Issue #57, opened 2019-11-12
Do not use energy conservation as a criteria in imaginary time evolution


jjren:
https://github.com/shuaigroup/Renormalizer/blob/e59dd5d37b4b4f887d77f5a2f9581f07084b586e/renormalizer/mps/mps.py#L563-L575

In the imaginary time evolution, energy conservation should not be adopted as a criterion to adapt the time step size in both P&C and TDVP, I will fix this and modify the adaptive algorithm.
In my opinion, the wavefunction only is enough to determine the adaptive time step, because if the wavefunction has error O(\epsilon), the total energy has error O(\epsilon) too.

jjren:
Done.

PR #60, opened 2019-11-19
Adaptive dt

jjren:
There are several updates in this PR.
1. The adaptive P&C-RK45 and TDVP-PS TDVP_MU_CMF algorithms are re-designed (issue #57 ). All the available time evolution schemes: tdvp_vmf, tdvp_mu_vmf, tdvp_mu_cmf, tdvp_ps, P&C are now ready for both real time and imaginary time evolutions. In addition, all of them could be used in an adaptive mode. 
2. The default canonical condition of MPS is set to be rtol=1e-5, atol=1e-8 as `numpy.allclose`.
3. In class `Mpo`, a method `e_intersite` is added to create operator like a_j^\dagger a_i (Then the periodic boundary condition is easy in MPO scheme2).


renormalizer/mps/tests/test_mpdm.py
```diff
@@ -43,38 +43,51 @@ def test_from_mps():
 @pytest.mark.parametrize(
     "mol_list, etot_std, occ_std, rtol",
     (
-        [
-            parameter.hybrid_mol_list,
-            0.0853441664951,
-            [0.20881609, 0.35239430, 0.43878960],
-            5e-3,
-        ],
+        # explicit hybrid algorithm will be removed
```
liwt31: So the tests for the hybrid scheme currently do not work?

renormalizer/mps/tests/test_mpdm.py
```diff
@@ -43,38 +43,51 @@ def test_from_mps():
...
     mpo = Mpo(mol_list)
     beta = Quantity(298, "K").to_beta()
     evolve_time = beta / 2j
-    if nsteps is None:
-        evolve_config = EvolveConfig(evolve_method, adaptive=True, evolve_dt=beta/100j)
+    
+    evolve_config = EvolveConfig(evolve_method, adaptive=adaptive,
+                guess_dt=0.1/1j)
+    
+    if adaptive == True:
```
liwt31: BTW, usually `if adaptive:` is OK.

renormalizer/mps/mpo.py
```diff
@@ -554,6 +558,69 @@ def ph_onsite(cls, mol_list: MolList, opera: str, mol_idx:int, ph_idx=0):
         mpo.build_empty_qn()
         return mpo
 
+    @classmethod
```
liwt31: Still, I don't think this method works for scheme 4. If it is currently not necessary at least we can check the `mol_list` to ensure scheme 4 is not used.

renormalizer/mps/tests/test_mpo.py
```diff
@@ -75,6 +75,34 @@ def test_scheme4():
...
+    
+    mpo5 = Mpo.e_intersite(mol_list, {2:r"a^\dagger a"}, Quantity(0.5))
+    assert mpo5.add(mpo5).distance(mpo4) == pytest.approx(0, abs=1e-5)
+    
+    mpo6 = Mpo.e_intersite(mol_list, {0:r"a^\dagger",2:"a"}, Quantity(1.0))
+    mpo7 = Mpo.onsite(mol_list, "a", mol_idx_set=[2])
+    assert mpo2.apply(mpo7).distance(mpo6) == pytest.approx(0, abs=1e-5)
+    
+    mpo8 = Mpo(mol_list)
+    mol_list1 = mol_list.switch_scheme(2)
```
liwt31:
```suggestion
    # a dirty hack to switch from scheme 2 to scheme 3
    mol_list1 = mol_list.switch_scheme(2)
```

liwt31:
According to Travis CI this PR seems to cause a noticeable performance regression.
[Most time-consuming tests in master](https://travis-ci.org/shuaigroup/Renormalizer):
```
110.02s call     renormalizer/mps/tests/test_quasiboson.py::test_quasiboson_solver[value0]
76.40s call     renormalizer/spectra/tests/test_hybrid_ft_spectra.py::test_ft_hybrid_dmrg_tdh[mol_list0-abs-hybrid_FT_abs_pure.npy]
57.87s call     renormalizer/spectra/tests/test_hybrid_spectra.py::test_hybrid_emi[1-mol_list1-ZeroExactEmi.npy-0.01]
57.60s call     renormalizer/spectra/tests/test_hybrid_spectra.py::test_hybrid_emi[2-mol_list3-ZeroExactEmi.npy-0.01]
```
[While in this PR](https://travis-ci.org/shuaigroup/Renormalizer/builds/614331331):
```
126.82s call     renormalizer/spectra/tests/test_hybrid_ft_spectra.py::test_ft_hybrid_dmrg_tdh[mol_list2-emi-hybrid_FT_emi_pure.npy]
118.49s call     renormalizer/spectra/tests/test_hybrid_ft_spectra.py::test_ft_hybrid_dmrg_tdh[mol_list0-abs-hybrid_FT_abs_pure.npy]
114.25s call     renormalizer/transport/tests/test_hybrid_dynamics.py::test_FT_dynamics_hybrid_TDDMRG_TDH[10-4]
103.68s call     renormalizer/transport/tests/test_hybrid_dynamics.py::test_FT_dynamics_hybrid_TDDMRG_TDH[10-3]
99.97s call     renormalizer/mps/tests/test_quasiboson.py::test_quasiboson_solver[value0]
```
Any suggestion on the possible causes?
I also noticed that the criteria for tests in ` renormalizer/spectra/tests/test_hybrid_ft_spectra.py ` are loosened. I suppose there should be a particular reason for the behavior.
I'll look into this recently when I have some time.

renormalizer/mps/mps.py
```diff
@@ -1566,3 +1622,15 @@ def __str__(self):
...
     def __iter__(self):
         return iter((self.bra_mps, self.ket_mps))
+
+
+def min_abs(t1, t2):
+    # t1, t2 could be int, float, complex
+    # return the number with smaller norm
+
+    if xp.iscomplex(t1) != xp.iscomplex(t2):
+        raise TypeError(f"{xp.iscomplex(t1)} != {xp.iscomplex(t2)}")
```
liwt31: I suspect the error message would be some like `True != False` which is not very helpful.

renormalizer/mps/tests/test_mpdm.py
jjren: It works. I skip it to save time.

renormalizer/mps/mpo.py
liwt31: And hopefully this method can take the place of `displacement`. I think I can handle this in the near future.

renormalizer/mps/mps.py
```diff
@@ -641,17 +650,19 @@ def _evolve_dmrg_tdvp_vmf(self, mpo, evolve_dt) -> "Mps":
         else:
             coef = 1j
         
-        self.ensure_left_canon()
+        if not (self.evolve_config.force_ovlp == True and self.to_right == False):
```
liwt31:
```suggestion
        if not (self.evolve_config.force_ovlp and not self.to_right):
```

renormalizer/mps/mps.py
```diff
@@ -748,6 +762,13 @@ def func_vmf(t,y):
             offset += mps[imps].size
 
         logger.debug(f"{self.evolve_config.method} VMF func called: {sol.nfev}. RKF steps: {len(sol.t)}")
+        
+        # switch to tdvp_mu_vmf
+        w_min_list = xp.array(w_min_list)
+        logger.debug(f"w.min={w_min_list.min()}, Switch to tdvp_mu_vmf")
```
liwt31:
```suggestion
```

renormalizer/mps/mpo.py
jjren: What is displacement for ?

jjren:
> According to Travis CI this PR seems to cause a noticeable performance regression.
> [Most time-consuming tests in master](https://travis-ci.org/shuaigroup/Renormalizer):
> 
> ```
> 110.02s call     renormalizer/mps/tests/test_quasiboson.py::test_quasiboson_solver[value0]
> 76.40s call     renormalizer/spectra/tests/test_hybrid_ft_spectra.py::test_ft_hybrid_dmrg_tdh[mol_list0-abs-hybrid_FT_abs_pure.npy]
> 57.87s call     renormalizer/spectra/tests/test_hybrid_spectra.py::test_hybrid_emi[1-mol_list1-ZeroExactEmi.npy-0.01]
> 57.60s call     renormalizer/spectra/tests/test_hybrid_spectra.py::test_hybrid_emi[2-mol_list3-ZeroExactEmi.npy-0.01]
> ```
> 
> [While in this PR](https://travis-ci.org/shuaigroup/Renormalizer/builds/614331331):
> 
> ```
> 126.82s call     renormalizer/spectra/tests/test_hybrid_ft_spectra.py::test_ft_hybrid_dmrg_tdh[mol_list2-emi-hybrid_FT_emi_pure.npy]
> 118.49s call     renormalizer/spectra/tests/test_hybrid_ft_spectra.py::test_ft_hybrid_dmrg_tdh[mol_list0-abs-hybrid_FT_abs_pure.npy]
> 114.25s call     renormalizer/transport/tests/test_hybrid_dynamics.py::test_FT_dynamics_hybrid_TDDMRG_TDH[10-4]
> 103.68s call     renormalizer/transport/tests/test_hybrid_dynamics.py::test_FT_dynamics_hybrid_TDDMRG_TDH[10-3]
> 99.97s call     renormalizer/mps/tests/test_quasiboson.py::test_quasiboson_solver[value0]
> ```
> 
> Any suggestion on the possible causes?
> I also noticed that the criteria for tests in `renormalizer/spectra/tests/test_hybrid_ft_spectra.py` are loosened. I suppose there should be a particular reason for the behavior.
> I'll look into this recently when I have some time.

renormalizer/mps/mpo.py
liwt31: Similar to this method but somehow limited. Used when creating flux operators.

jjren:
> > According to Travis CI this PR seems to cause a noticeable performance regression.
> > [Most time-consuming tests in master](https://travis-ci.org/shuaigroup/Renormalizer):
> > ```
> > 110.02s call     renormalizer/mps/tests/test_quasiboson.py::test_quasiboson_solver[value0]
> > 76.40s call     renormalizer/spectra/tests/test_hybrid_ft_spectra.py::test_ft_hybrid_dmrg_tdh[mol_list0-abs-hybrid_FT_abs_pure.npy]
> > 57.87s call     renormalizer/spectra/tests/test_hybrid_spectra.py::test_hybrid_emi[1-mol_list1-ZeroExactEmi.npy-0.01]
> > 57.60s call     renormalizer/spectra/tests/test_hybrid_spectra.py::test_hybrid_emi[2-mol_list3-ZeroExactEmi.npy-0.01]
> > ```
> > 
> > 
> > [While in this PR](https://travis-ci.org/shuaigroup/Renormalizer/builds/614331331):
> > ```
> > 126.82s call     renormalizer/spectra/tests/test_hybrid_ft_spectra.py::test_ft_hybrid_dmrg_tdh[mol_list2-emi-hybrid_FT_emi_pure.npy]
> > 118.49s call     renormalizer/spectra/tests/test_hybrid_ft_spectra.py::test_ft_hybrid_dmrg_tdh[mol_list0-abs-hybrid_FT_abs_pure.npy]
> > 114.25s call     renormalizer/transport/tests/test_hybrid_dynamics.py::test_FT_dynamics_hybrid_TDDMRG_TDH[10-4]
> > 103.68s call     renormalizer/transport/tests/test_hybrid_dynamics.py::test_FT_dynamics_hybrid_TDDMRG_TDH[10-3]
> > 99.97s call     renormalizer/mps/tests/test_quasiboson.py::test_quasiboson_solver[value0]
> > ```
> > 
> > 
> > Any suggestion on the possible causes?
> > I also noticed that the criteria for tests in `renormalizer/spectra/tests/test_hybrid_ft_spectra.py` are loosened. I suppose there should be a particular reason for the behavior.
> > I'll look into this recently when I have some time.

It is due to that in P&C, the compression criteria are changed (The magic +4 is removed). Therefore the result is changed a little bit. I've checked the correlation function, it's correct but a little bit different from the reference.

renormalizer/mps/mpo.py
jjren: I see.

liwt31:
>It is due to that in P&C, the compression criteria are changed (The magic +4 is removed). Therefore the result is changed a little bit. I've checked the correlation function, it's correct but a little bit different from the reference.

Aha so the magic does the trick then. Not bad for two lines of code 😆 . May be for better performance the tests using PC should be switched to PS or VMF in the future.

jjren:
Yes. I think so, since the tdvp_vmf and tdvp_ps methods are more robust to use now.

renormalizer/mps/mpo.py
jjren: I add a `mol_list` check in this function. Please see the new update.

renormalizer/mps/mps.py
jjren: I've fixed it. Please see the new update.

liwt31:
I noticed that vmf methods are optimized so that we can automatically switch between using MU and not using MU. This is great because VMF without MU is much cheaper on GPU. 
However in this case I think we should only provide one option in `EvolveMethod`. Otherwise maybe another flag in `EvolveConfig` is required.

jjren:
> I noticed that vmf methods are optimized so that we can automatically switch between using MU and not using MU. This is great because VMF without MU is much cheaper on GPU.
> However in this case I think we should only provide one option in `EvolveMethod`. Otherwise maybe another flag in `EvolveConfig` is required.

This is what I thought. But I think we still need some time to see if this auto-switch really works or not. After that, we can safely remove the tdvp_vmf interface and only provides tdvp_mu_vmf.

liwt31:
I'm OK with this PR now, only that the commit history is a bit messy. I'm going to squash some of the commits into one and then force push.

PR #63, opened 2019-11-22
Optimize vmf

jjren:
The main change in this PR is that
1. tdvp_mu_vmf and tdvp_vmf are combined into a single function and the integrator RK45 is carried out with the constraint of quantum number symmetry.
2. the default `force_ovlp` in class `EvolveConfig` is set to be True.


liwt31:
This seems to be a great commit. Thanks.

-- Exercise objective --
For each line of the entries that holds the word "required", pull that line out.

-- Output --
However in this case I think we should only provide one option in `EvolveMethod`. Otherwise maybe another flag in `EvolveConfig` is required.
> However in this case I think we should only provide one option in `EvolveMethod`. Otherwise maybe another flag in `EvolveConfig` is required.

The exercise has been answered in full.